No surprises here. Array sequential values are faster to iterate than Set values (which iterates in insertion order).

// ammount = 100000;
// Array.for in 4.44999999999709ms; Set.for in 9.239999999997963ms;
// ammount = 1000000;
// Array.for in 9.044999999998254ms; Set.for in 55.14499999998952ms;
// ammount = 10000000;
// Array.for in 74.47000000000116ms; Set.for in 180.13999999999942ms;

Arrays are faster for sequential iteration of lots of data. Converting the Set to an Array is not going to help here because Array.from iterates through the argument to perform the convertion.

Just deal with it :)

Set operations

A pic I took more than a decade ago. Paulo, one of the best hackers I have met. Nikon FM2 50mm1.2f, Kodak E100G film, double exposure.

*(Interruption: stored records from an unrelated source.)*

PR #1789, opened 2018-07-09
Misc man page fixes

### LINKED ISSUE #1082: Incompatible behavior: "typeref" field of C

masatake:
Close #1082.


main/options.c
```diff
@@ -248,12 +248,12 @@ static optionDescription LongOptionDescription [] = {
  {1,"      Include extra tag entries for selected information (flags: \"Ffq.\") [F]."},
  {1,"  --extras-<LANG|*>=[+|-]flags"},
  {1,"      Include <LANG> own extra tag entries for selected information"},
- {1,"      (flags: --list-extras=<LANG>)."},
+ {1,"      (flags: inquire the output of --list-extras=<LANG> option)."},
```
codebrainz: If I understand correctly[0], I think it would sound more natural to replace "inquire" with "see" or "refer to". Same with below on L256.

[0]: That it means: to see what you can use for the `flags`, use `--list-extras` and it will print them for you.

masatake: Thank you!

masatake:
Refected the comment from @codebrainz, and updated the commit.

PR #1791, opened 2018-07-11
Add support for Matlab classes

andebjor:
Recognize the definition of a class, and allow for functions not to be
defined in the first column but to be indented by white space.


masatake:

We saw that Set construction and presence checking are extremely fast operations when compared to their Array counterparts. With this in mind the set operations can be easily and naively done.

Union

const union = new Set([...set1, ...set2]);

Creates a new set with the unique values on set1 and set2 (no repeated values). If you don't care about uniqueness then just use Arrays and concat() them.

Difference

const diff = new Set([...set1].filter(x => !set2.has(x)));

Intersection

const intersected = new Set([...set1].filter(x => set2.has(x)));

Simple as long as you remember that for objects they work with references instead of values.

Conclusion

Set's are a big part of my project Grid Generator. Keeping these small concepts close to the heart can help you leverage Sets to achieve very good performance even in mobile devices.